§ Given data:
PR #240, opened 2026-08-20
Preserve pre-existing node cordons across driver upgrades

### LINKED ISSUE #212: [Bug]: Uncordon already cordoned nodes
**Describe the bug**
During the uninstall process, the driver manager cordons the node and it uncordons it at the very end of the process.
If the node is already cordoned at the beginning of this process, the driver manager should not uncordon it at the end. Cordons are used by Kubernetes administrators and Operators for various reasons and it should not be mandatory to remove the cordons at the end of this process (at least there should be a flag to opt out).

**To Reproduce**
- cordon a node
- launch the driver manager on it
- verify that the node in uncordoned

**Expected behavior**

 - `k8s-driver-manager` source (Commit SHA or image digest): main
 - Host OS: all
 - Kernel Version: all
 - NVIDIA Driver Version: all
 - Container Runtime Version: all
 - CPU Architecture: all
 - GPU Model(s): all

 If applicable, also provide:
 - Kubernetes Distro and Version: all
 - NVIDIA GPU Operator version: all

ben-feldstein:
Fixes #212.

## Problem

driver-manager uncordons the node unconditionally on its success path, in `cleanupOnFailure()`, and on the skip-eviction path that runs after a node reboot. It never checks whether the node was already cordoned before it acted. Any cordon placed by an administrator or another controller is therefore wiped whenever the driver pod is recreated, and on every node reboot. On the reboot path this is worst: driver-manager uncordons the node without ever having cordoned it.

The upgrade controller in [k8s-operator-libs](https://github.com/NVIDIA/k8s-operator-libs/blob/8e59492a772c39f8e99eea9cfc42567fcc1d939a/pkg/upgrade/common_manager.go#L264-L277) already solves this with a `node-initial-state.unschedulable` annotation and skips the uncordon for nodes that were cordoned before the upgrade started. driver-manager has no equivalent.

## Fix

I applied the same pattern to driver-manager.

- `CordonNode` first records the node's current schedulable state in a `nvidia.com/driver-manager.node-initial-state.unschedulable` annotation, then cordons. The annotation is written before the cordon and only when absent, so a restart of the init container after the cordon cannot overwrite the state recorded by the first run.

§ Assigned task: Word for word, restate the lines of the listing above starting at the line with "- launch the driver manager on it" and ending at the line with "driver-manager uncordons the node unconditionally", and nothing outside them.

§ Answer to the exercise:
- launch the driver manager on it
- verify that the node in uncordoned

**Expected behavior**

 - `k8s-driver-manager` source (Commit SHA or image digest): main
 - Host OS: all
 - Kernel Version: all
 - NVIDIA Driver Version: all
 - Container Runtime Version: all
 - CPU Architecture: all
 - GPU Model(s): all

 If applicable, also provide:
 - Kubernetes Distro and Version: all
 - NVIDIA GPU Operator version: all

ben-feldstein:
Fixes #212.

## Problem

driver-manager uncordons the node unconditionally on its success path, in `cleanupOnFailure()`, and on the skip-eviction path that runs after a node reboot. It never checks whether the node was already cordoned before it acted. Any cordon placed by an administrator or another controller is therefore wiped whenever the driver pod is recreated, and on every node reboot. On the reboot path this is worst: driver-manager uncordons the node without ever having cordoned it.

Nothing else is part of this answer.